Another important issue is the tax classification of the horse. In the interpretative practice of tax authorities, it is emphasized that a horse is treated as livestock, which usually excludes tax depreciation as in the case of a typical fixed asset. As a consequence of this approach, expenses must be settled in a different manner: the purchase price of the horse may be treated as a cost directly related to income if the horse is acquired with the intention of preparing it for resale at a profit, whereas maintenance costs may constitute indirect costs, provided that they serve the business activity and their connection with income can be demonstrated.
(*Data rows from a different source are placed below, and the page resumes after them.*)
PR #320, opened 2016-09-27
PatternFly Angular wizard implementation

dgutride:
This PR includes the initial implementation, documentation and unit tests for the angular-patternfly wizard.

### DIFF
--- a/bower.json
+++ b/bower.json
@@ -42,7 +42,7 @@
     "angular-sanitize": "1.3.0 - 1.5.*",
     "angular-bootstrap": "0.13.x",
     "lodash": "3.x",
-    "patternfly": "git@github.com:patternfly/patternfly.git#master-dist"
+    "patternfly": "http://github.com/patternfly/patternfly.git#master-dist"
   },
   "devDependencies": {
     "angular-mocks": "1.3.0 - 1.5.*"
--- a/bower.json
+++ b/bower.json
@@ -5,7 +5,10 @@
     "Red Hat"
   ],
   "description": "Angular extension of the PatternFly project.",
-  "keywords": [ "angular", "patternfly"],
+  "keywords": [
+    "angular",
+    "patternfly"
+  ],
   "license": "Apache-2.0",
   "ignore": [
     "node_modules",
@@ -39,9 +42,17 @@
     "angular-sanitize": "1.3.0 - 1.5.*",
     "angular-bootstrap": "0.13.x",
     "lodash": "3.x",
-    "patternfly": "~3.11.0"
+    "patternfly": "a014002ebcfad2c6ff2fbeda52dfcd425e016f2a"
   },
   "devDependencies": {
     "angular-mocks": "1.3.0 - 1.5.*"
+  },
+  "resolutions": {
+    "bootstrap-datepicker": "~1.6.4",
+    "bootstrap-select": "~1.10.0",
+    "bootstrap-touchspin": "~3.1.1",
+    "datatables-colreorder": "~1.3.2",
+    "font-awesome": "~4.6.3",
+    "moment": "~2.14.1"
   }
 }
--- a/bower.json
+++ b/bower.json
@@ -42,17 +42,9 @@
     "angular-sanitize": "1.3.0 - 1.5.*",
     "angular-bootstrap": "0.13.x",
     "lodash": "3.x",
-    "patternfly": "a014002ebcfad2c6ff2fbeda52dfcd425e016f2a"
+    "patternfly": "git@github.com:patternfly/patternfly.git#master-dist"
   },
   "devDependencies": {
     "angular-mocks": "1.3.0 - 1.5.*"
-  },
-  "resolutions": {
-    "bootstrap-datepicker": "~1.6.4",
-    "bootstrap-select": "~1.10.0",
-    "bootstrap-touchspin": "~3.1.1",
-    "datatables-colreorder": "~1.3.2",
-    "font-awesome": "~4.6.3",
-    "moment": "~2.14.1"
   }
 }
--- a/src/wizard/wizard-directive.js
+++ b/src/wizard/wizard-directive.js
@@ -24,15 +24,15 @@
   * @param {string=} cancelTitle The text to display on the cancel button
   * @param {string=} backTitle The text to display on the back button
   * @param {string=} nextTitle The text to display on the next button
-  * @param {function (step)=} backCallback Called to notify when the back button is clicked
-  * @param {function (step)=} nextCallback Called to notify when the next button is clicked
-  * @param {function ()=} onFinish Called to notify when when the wizard is complete.  Returns a boolean value to indicate if the finish operation is complete
-  * @param {function ()=} onCancel Called when the wizard is canceled, returns a boolean value to indicate if cancel is successful
+  * @param {function(step)=} backCallback Called to notify when the back button is clicked
+  * @param {function(step)=} nextCallback Called to notify when the next button is clicked
+  * @param {function()=} onFinish Called to notify when when the wizard is complete.  Returns a boolean value to indicate if the finish operation is complete
+  * @param {function()=} onCancel Called when the wizard is canceled, returns a boolean value to indicate if cancel is successful
   * @param {boolean} wizardReady Value that is set when the wizard is ready
   * @param {boolean=} wizardDone  Value that is set when the wizard is done
   * @param {string} loadingWizardTitle The text displayed when the wizard is loading
   * @param {string=} loadingSecondaryInformation Secondary descriptive information to display when the wizard is loading
-  * @param {number=} wizardHeight The height the wizard should be set to.  If this is not set, the wizard height is adjusted with the window resize event.
+  * @param {string=} contentHeight The height the wizard content should be set to.  This defaults to 300px if the property is not supplied.
   *
   * @example
   <example module="patternfly.wizard" deps="patternfly.form">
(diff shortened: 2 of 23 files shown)


bleathem:
Thanks @dgutride, I'll take a close look.  Probably best if @jeff-phillips-18, @dlabrecq, and @dtaylor113 take a look too.

bower.json
```diff
@@ -39,9 +42,17 @@
     "angular-sanitize": "1.3.0 - 1.5.*",
     "angular-bootstrap": "0.13.x",
     "lodash": "3.x",
-    "patternfly": "~3.11.0"
+    "patternfly": "a014002ebcfad2c6ff2fbeda52dfcd425e016f2a"
```
jeff-phillips-18: So this is WIP? I assume this will require patternfly 3.12?

bower.json
```diff
@@ -39,9 +42,17 @@
...
     "angular-mocks": "1.3.0 - 1.5.*"
+  },
+  "resolutions": {
+    "bootstrap-datepicker": "~1.6.4",
+    "bootstrap-select": "~1.10.0",
+    "bootstrap-touchspin": "~3.1.1",
+    "datatables-colreorder": "~1.3.2",
+    "font-awesome": "~4.6.3",
+    "moment": "~2.14.1"
   }
```
jeff-phillips-18: I assume this all goes away when we update to the correct version of patternfly

src/wizard/wizard-directive.js
```diff
@@ -0,0 +1,677 @@
+/**
+  * @ngdoc directive
+  * @name patternfly.wizard.directive:pfWizard
+  *
+  * @description
+  * Directive for rendering a Wizard modal.
+  *
```
jeff-phillips-18: I think more information is needed here. The overall structure of the wizard directive, step directive, and sub step directives.

src/wizard/wizard-step-directive.js
```diff
@@ -0,0 +1,401 @@
+/**
+ * @ngdoc directive
+ * @name patternfly.wizard.directive:pfWizardStep
+ *
+ * @description
+ * Directive for rendering a Wizard step.  Each step can stand alone or have substeps.
+ *
```
jeff-phillips-18: Indicate that a pfWizardStep must be a child of a pfWizard

test/wizard/wizard.spec.js
```diff
@@ -0,0 +1,209 @@
...
+    // there are two dependent timeouts in the wizard that need to be flushed
+    $timeout.flush();
+    $timeout.flush();
+  });
+
+  it('should dispatch the cancel event on the close button click', function () {
+    var closeButton = element.find('.close');
+    $rootScope.$on('wizard.done', function (event, data) {
+      expect(data).toBe('cancel');
+    });
```
jeff-phillips-18: I don't see that we check that this was called, only that if it was called, the data is correct.

test/wizard/wizard.spec.js
```diff
@@ -0,0 +1,209 @@
...
+  it('should have allowed navigation to review page', function () {
+    var nextButton = element.find('.wizard-pf-next');
+    var nameBox = element.find('#new-name');
+    nameBox.val('test').triggerHandler('input');
+    $scope.$digest();
+
+    $scope.currentStep = 'Review';
+    $scope.$digest();
+    $timeout.flush();
+    $timeout.flush();
```
jeff-phillips-18: Is this all necessary?

src/wizard/wizard-directive.js
```diff
@@ -0,0 +1,677 @@
...
+        if (newVal === true) {
+          $scope.openModal();
+        }
+      });
+
+      if ($window.innerHeight > 400) {
+        $element.height($window.innerHeight - 70);
+      } else {
+        $element.height(400);
+      }
```
jeff-phillips-18: 400 comes from where? It would be nice if this value were settable. Some wizards could be smaller, some could be larger depending upon the contents of the pages.

This value could be binded to in the html rather than using $element.height()

src/wizard/wizard-directive.js
```diff
@@ -0,0 +1,677 @@
...
+          modalInstance.dismiss(reason);
+          wizardDoneListener();
+        };
+
+        modalInstance.result.then(function () { }, function () { });
+
+        wizardDoneListener = $rootScope.$on('wizard.done', closeWizard);
+      };
+    }
+  ]);
```
dtaylor113: I think a good task for the next breakaway sprint would be to see if we could somehow separate out the ngdoc code from the directive code.  When combined it makes for a very large source code file.

test/wizard/wizard.spec.js
dgutride: Yes - there are several layers that need to be rendered  and timeouts that cascade - it doesn't show to the naked eye when rendering but they need to be flushed when in a unit test.

test/wizard/wizard.spec.js
dgutride: The eventFire on line 112 is what causes the wizard.done event to be emitted.  Line 109 is hit later.

bower.json
dgutride: We can't use #master, but I changed this to master-dist for clarity instead of using the commit.

dgutride: Correct - cleaned this up a bit with the last commit.

bower.json
dgutride: Removed it now.

src/wizard/wizard-directive.js
dgutride: More details and an html snippet added to clarify the structure.

src/wizard/wizard-step-directive.js
dgutride: Done

test/wizard/wizard.spec.js
dgutride: You are correct - I removed the .$on portion and added a better emit check lower to make sure the data is correct.

src/wizard/wizard-directive.js
dgutride: Modified this logic to use a minHeight optional wizard property now.  It needs to adjust on window resize so I left it in the link function.

src/wizard/wizard-directive.js
```diff
@@ -0,0 +1,696 @@
...
+</file>
+</example>
+*/
+
+angular.module('patternfly.wizard').directive('pfWizard', function ($window) {
+  'use strict';
+  return {
+    restrict: 'A',
+    transclude: true,
+    replace: true,
```
dtaylor113: directive replace is depreciated.  Do we really need it here?

src/wizard/wizard-directive.js
```diff
@@ -0,0 +1,696 @@
...
+          $scope.prevStepEnabledWatcher();
+        }
+        if ($scope.prevStepTooltipWatcher) {
+          $scope.prevStepTooltipWatcher();
+        }
+
+        // Add watchers for the selected step
+        $scope.nextStepEnabledWatcher = $scope.$watch('selectedStep.nextEnabled', function (value) {
+          $scope.nextEnabled = value;
+          //console.log('next enabled: ' + value);
```
dtaylor113: Just FYI, best practice to use $log, in this case $log.debug.

bower.json
dtaylor113: coolness, thanks

src/wizard/wizard-directive.js
```diff
@@ -3,22 +3,36 @@
...
+  * @param {function (step)=} nextCallback Called to notify when the next button is clicked
+  * @param {function ()=} onFinish Called to notify when when the wizard is complete.  Returns a boolean value to indicate if the finish operation is complete
+  * @param {function ()=} onCancel Called when the wizard is canceled, returns a boolean value to indicate if cancel is successful
   * @param {boolean} wizardReady Value that is set when the wizard is ready
-  * @param {boolean} wizardDone  Value that is set when the wizard is done
+  * @param {boolean=} wizardDone  Value that is set when the wizard is done
   * @param {string} loadingWizardTitle The text displayed when the wizard is loading
-  * @param {string} loadingSecondaryInformation Secondary descriptive information to display when the wizard is loading
+  * @param {string=} loadingSecondaryInformation Secondary descriptive information to display when the wizard is loading
+  * @param {number=} minHeight The minimum height the wizard should adjust to if the window height is decreased.  The wizard height is adjusted with the window resize event and this sets the minimum.
```
jeff-phillips-18: I was thinking more of a height than a minimum height. If all the pages have only a couple of fields, there is no reason to have the wizard be the full height of the window, making the navigation buttons far from the fields. So, maybe a minimum height and a maximum height? or a set height?

dgutride: @jeff-phillips-18  - I did it this way to keep it inline with the design and js from PatternFly which keeps the height at a minHeight or within 70 pixels of the page.  We'd probably have to go back to the designer to adjust it at this point or we'd be inconsistent between the two.

jeff-phillips-18: 😞 

Does the design specifically call this out or is this just how the Patternfly implementation was done?

dgutride: Good question - I can ask that during the review with the stakeholders - there was a concern about the height being variable that was addressed by the last PF checkin.  It was the reason I paid particular attention to the height in the code.

jeff-phillips-18: Agreed about the variable height. The height should not change when navigating through pages, but the height used should be configurable imo. 👍  to getting stakeholders input.

@LHinson @serenamarie125

serenamarie125: @dgutride @jeff-phillips-18 I agree that the height should be configurable.

dgutride:
@jeff-phillips-18  - I think I've addressed all of the comments in this review.  Please let me know if there is anything else to do.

In a model in which an entrepreneur expands the business to include a sports-breeding or trading segment, the economic rationale of the expenditure lies in building the horse’s market value through training, participation in competitions, veterinary care, or proper maintenance, in order ultimately to obtain income from the sale of the animal or from prizes, sponsorship, or ancillary services. Under this approach, expenses for a trainer, rider, stable, feed, transport, or veterinary care may be recognized as incurred for the purpose of generating income, even if specific sports events do not result in prizes, provided that the overall undertaking has a rational and market-oriented character.
Another acceptable scheme may involve the paid provision of a horse for specific services, such as photo shoots, events, or audiovisual productions. In such cases, the income connection is usually easier to demonstrate, as the revenue is directly linked to the rental service, and the costs of keeping the horse in a stable, feeding, grooming, and necessary care may be recognized as a prerequisite for providing that service. A different, more tax-sensitive structure involves arguing that the horse serves employee benefit policies or supports employee well-being. Such an approach is sometimes considered in practice with respect to smaller animals, but in each case it requires a cautious evidentiary and organizational approach. Tax authorities may accept the expense only to the extent that it is genuinely related to employees and the company’s objectives, and not to the private needs of the owner. In this variant, clearly defined rules of use, limiting access to employees, internal regulations, schedules, or other evidence demonstrating that the expense does not have a predominantly personal character are of key importance.
The risk of a dispute with tax authorities increases as the justification for the expense becomes more “image-based” or prestige-oriented, especially where it is not supported by a specific product, service, or revenue stream. Therefore, the safest models are those in which the horse is unequivocally an element of income-generating activity: it is sold, rented out, used for paid events, or forms part of a professionally planned business segment. It is also good practice to organize the formal side of the project: updating the scope of business activity, preparing a business plan or at least an internal project description, entering into contracts with trainers and stables, collecting documentation from competitions or assignments, and consistently separating any private use from business use. As a result, it can be concluded that including a horse in business costs is possible, but it requires a well-thought-out business model, correct tax classification of expenses, and solid documentation that allows these costs to be defended as rational and incurred in the interest of the enterprise.